Many companies employ fiscal administrators to manage budgets, make financial decisions, and create reports. These professionals often supervise other finance staff, and must be knowledgeable about government regulations, the company's operations, and financial policies. Job growth in this field should be about as fast as average for the coming decade, but competition is still stiff, and a master's degree is often preferred by employers.
Fiscal administrators are in charge of making investments, preparing financial reports, developing goals and handling funds for agencies, organizations and firms. They also research and analyze reports, create proposals and oversee the implementation of the budget. Although the typical required degree for a fiscal administrator is a bachelor's degree, the combination of a master's degree and previous experience is preferred by most employers.

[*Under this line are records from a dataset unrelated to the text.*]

Issue #20499, opened 2024-01-11
JavaScript backend treats u32 as i32


justinas:
### Describe the bug

When compiled to JS, `u32` variables seem to be limited to the range of `i32` (signed) instead.

### Reproduction Steps

```
a := u32(0x7FFFFFFF)
b := u32(0xFFFFFFFF)
println(a)
println(b)
```

### Expected Behavior

Expected the code, when run, to output

```
2147483647
4294967295
```

using any backend.

### Current Behavior

```console
$ v run u32.v
2147483647
4294967295
$ v -o u32.js u32.v
$ node u32.js
2147483647
-1
```

### V version

V 0.4.4 ac2dcc2

### Environment details (OS name and version, etc.)

NixOS 23.11 (Tapir)
gcc (GCC) 12.3.0

> [!NOTE]
> You can use the 👍 reaction to increase the issue's priority for developers.
>
> Please note that only the 👍 reaction to the issue itself counts as a vote.
> Other reactions and those to comments will not be taken into account.

PR #20618, opened 2024-01-21
jsgen: Fix javascript backend treats u32 as i32 [issue #20499]

GGRei:
Fix issue #20499 

Addresses the issue where u32 variables in the JavaScript backend were incorrectly treated as i32, leading to incorrect arithmetic results and comparisons for values exceeding the i32 range.

These adjustments ensure that u32 values are correctly managed in the JavaScript backend.

I'm always available for any suggestions/modifications.

**Edit :**

my test files is a bit usless but I can remove if needed...


enghitalo:
What about u16? 🤔

spytheman:
> What about u16? 🤔

`u16` fits entirely into a signed JS number and it is already handled.

spytheman (approved):
Excellent work.

spytheman:
Hm, `u16` is not handled entirely correctly.
```v
a := u16(0x7FFF)
b := u16(0xFFFF)
println(a)
println(b)
```
this does work, producing:
```
32767
65535
```
with both the default C backend, and the JS one.

However this produces different results with `-b c` and `-b js`, due to the default mask:
```v
a := u16(0x7FFFFFFF)
b := u16(0xFFFFFFFF)
println(a)
println(b)
```
produces:
```
0[14:44:36]@m1: (master) ~/v $ v run x.v
65535
65535
0[14:44:38]@m1: (master) ~/v $ v -b js run x.v
2147483647
-1
```

GGRei:
@spytheman i'm going to work on it.

PR #20624, opened 2024-01-22
examples/term.ui: add casts to term.ui functions to satisfy stricter type checking

kimshrier:
When using clang version 14, the function types for init_fn, frame_fn, event_fn, and cleanup_fn were not strictly enforced and the example programs in examples/term.ui would all compile.

With clang version 16, these function types are strictly checked and the added type definitions clean up the errors.

### DIFF
--- a/examples/term.ui/cursor_chaser.v
+++ b/examples/term.ui/cursor_chaser.v
@@ -82,12 +82,15 @@ fn event(e &tui.Event, mut app App) {
 	}
 }
 
+type EventFn = fn (&tui.Event, voidptr)
+type FrameFn = fn (voidptr)
+
 fn main() {
 	mut app := &App{}
 	app.tui = tui.init(
 		user_data: app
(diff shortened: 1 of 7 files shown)


kimshrier:
I have tested these changes on FreeBSD versions 13.2, 14.0, and current, as well as on macOS 14.2.1.  I don't know why tests of files that I did not touch are failing.  I do not have any windows or linux machines that I can test on.

JalonSolov:
Sometimes the CI is just flaky, and the tests need to be re-run.

spytheman:
The CI failures should be fixed by #20631 soon.

spytheman (approved):
Excellent work.

spytheman:
I've tested on Ubuntu 20.04, with clang 12.0, and `./v -cc clang-12 -cstrict examples/term.ui/term_drawing.v` works on this PR, but it did fail on master.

|Required Education||Varies; many employers desire candidates with a Master of Business Administration (MBA), though some accept individuals with a bachelor's degree in a financial or business-related field|
|Other Requirements||Previous experience in a similar field is preferred|
|Projected Job Growth (2018-2028)*||16% for all financial managers|
|Median Salary (2018)*||$127,990 for all financial managers|
Source: *U.S. Bureau of Labor Statistics
Almost all organizations, agencies and firms have a fiscal administrator who oversees the budget, prepares financial reports and develops goals and strategies. These professionals supervise employees who work in financial positions and monitor all monetary transactions. A fiscal administrator also conducts research and analyzes financial reports to develop expenditure and growth strategies for the organization.
The U.S. Bureau of Labor Statistics (BLS) reports that financial managers earned a median salary of $127,990 per year, as of May 2018. Through 2028, employment of these professionals is expected to increase much faster than the average by 16% (www.bls.gov).
In general, fiscal administrators are in charge of various tasks in relation to the finances of an organization, business or government agency. They must be strong communicators, have knowledge of government practices, understand financial policies and prove the ability to research and develop multiple reports. Other duties include:
- Managing budgets
- Maintaining interdepartmental quality performance
- Analyzing fiscal plans and developing goals
- Preparing special reports and proposals
- Handling mergers and take-overs
- Overseeing lending, sales and income
- Federal, state and local reports filing
The minimum education requirement to become a fiscal administrator is a bachelor's degree. There is not a specific degree program for fiscal administration, but a degree program in public administration, finance, accounting, business administration or economics provides adequate preparation for this role.
However, many employers prefer a master's degree in a related field. Obtaining a Master of Business Administration (MBA) or a master's degree in a related field can prepare aspiring fiscal administrators for tough competition in the job market.
At the undergraduate or graduate degree level, typical course topics for administration, finance and accounting include:
- Federal income taxation
- Financial management
- Business law
- Global economics
- Principles of investment
Fiscal administrators have typically completed a master's degree and gained work experience in finance, accounting, or economics. They are responsible for overseeing all financial decisions and activity within a company. According to the BLS, the median annual salary for fiscal administrators was $127,990 in 2018.